LPA was founded in 1926 by Arnaldo Brazão and Domingas Lazary do Amaral. LPA was a branch of the Conselho Nacional das Mulheres Portuguesas, and an associate with the International Abolitionist Federation. It was based in Lisbon.
It was established with the purpose to repeal the so-called regulation system, which required prostitute women to register be and subject to regular medical examination to prevent sexually transmitted infections. [1]
It was a sub-group of the Conselho Nacional das Mulheres Portuguesas. It worked against the sexual exploitation of women and children within the sex industry, and the sexual double standards that excused it.

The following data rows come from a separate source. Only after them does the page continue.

PR #15872, opened 2023-10-04
[TIR] Autocorrect Range min and extent types when possible

kparzysz-quic:
The values of `min` and `extent` in Range should have the same type, but the usage of convenience may often produce type mismatches, for example `Range(0, dim)` will assume int32 for the `min`. These mismatches can then cause hard-to-track errors, in particular assertions in the arithmetic simplifier.
This is already done for `For` statement, but not in other places.

This patch introduces `DataType::WidestOf` function, that returns the widest type from the given list. It is then used to promote the integer bounds if such widest type exists.

### DIFF
--- a/src/tir/ir/stmt.cc
+++ b/src/tir/ir/stmt.cc
@@ -125,14 +125,11 @@ For::For(Var loop_var, PrimExpr min, PrimExpr extent, ForKind kind, Stmt body,
     ICHECK(loop_var.dtype() == widest) << "ValueError: Loop var type (" << loop_var.dtype()
                                        << ") disagree with range types (min:" << min.dtype()
                                        << ", extent:" << extent.dtype() << ')';
-    if (min.dtype() != widest) {
-      if (tir::is_const_number(min)) {
-        min = tvm::cast(widest, min);
-      }
-    } else if (extent.dtype() != widest) {
-      if (tir::is_const_number(extent)) {
-        extent = tvm::cast(widest, extent);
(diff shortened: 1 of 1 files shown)


tqchen:
In most cases the intention was to construct IRs that have consistent types. So insert casting like `cast(i32_val, i64)` is still not desirable for cases like arith simplifier.

How about we do the following things:
- Auto promote trivial constants, in which case no cast will be introduced
- Error out(instead of silently promote) in constructor for cases that are in-consistent, so we can have callers to fix the type tracking when possible.

include/tvm/runtime/data_type.h
```diff
@@ -237,6 +241,49 @@ class DataType {
...
   }
 
+  /*!
+   * \brief Return the widest type from a given array.
+   *
+   * Given an array of types, return the one of those types that can
+   * hold all values representable in the other types, or "Void" if
+   * such type is not present in the array.
+   */
+  static DataType WidestOf(const std::vector<DataType>& types) {
```
tqchen, line 251: is it possible to use template trick or overloading to handle two/three case, mainly avoid the vector passing

kparzysz-quic: Would `std::initializer_list` be ok?

kparzysz-quic:
I'm not sure what you think.  This is adding a lot of code for a simple thing, but I'm hoping that the extra functions may be useful in other cases as well.

PR #15875, opened 2023-10-04
[Unity][Fix] Remove duplicated words from comments, NFC

kparzysz-quic:
Removed instances of accidentally repeated words from comments. There are cases where duplicated words appear legitimately, those cases remain unmodified.


slyubomirsky (approved):
These are very welcome changes.

PR #15878, opened 2023-10-05
[Unity][Op] Introduce `call_inplace_packed` as a counterpart to `call_tir_inplace`

slyubomirsky:
As discussed in the October 3, 2023, community meeting, for cases like the `KVCache` in LLaMa in mlc-llm, it might be desirable to have a way to have packed calls inside dataflow blocks where the packed calls simply "consume" their output and mutate it in-place (performing no other side effects). While this is not pure, if the other conditions for doing an in-place call are met (no other live aliases of the consumed value), this is safe, though users should use caution if applying it. (The in-place update analyses could also be used to make sure the conditions are met.) This PR introduces a `call_inplace_packed` operator to signal this intent, though unlike `call_tir_inplace`, this operator really only conveys the intent—it is up to the implementation of the packed call to behave as it advertises.

@psrivas2 raised the idea of having a different name, which may be worth discussing. We could consider using the word "consume" in it or referring to linear typing if we do not feel "inplace" conveys the intent well enough.


src/relax/transform/remove_purity_checking.cc
```diff
@@ -52,6 +52,12 @@ class PurityRemover : public ExprMutator {
                       call->attrs, call->sinfo_args);
       return VisitExpr(ret);
     }
+    if (call->op == call_inplace_packed_op_) {
+      // call_inplace_packed has its own attrs so we don't pass those down
+      auto ret = Call(call->args[0], Array<Expr>(call->args.begin() + 1, call->args.end()),
+                      tvm::Attrs(), call->sinfo_args);
```
slyubomirsky, line 58: As far as I know, we never use the attrs for `call_pure_packed`, so we could simply drop those and combine those cases

tests/python/relax/test_relax_operators.py
```diff
@@ -248,6 +250,89 @@ def pure_copy(x: R.Tensor((3, 4), "float32")):
...
+    arr_a = np.random.rand(3, 4).astype("float32")
+    arr_b = np.random.rand(3, 4).astype("float32")
+    sum = arr_a + arr_b
+    tvm_arr_a = tvm.nd.array(arr_a)
+    tvm_arr_b = tvm.nd.array(arr_b)
+    result = run_cpu(CallInplaceTuple, "inplace_tuple", tvm_arr_a, tvm_arr_b)
+    assert result[0] == tvm_arr_a
+    assert (result[0].numpy() == sum).all()
+    assert result[1] != tvm_arr_a and result[1] != tvm_arr_b
+    assert (result[1].numpy() == sum).all()
```
slyubomirsky, line 333: If we want, we can check reference equality/disequality at run time as well. I'm not sure it would be worth it, though.

masahi:
> it might be desirable to have a way to have packed calls inside dataflow blocks

Very strong +1 for this need. This week I integrated a KV cache update kernel, and faced a problem of how to call this op when the module being defined is already under a dataflow scope. To workaround this, I ended up [returning in-place updated arguments from the kernel ](https://github.com/masahi/tvm/blob/contrib-vllm/src/runtime/contrib/vllm/cache_kernels.cu#L88) to make it look like a pure operation from outside, and [call it](https://github.com/masahi/mlc-llm/blob/llama-batched-vllm/mlc_llm/relax_model/llama_batched.py#L163-L174) via `call_pure_packed`. Although it gets the job done, it feels very awkward to return in-place updated arguments. I just wished that I could simply call `_ = call_packed(...)` inside a dataflow block and have transform passes not remove this dummy binding.

slyubomirsky:
Were you getting a well-formed error?

masahi:
No, assuming that such check occurs automatically during `relax.build()`.

slyubomirsky:
Good to know. I'm glad it gets caught, though I'm curious how LLaMa is able to build and run despite also having packed calls in it.

masahi:
I mean, the KV cache update operation is disguised as a pure operation in the model. So it does build and run, that's no problem. But semantically it is not quite right and I also need to return the updated cache from the model (even thought it is in-place updated) so that passes that remove unused bindings in a df block don't accidentally remove the KV cache update op.

yongwww (approved):
lgtm

tqchen (approved):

The LPA condemned the opression of women and children under the regulation system of prostitution, and the sexual double standard that was the foundation for its toleration. Many well known feminists were members of the LPA, such as Adelaide Cabete, Vitória Pais Freire de Andrade, Aurora Teixeira de Castro and Angelica Viana Porto. LPA arranged two abolitionist congresses: in 1926 and in 1929.
The LPA essentially achieved their goal in 1949, when a reform of the regulation system prohibited any new prostitute being registered at the brothels. This cut of the recruiting of new workers to the sex industry, causing it to die out (prostitution was eventually banned in 1963). LPA dissolved in 1957.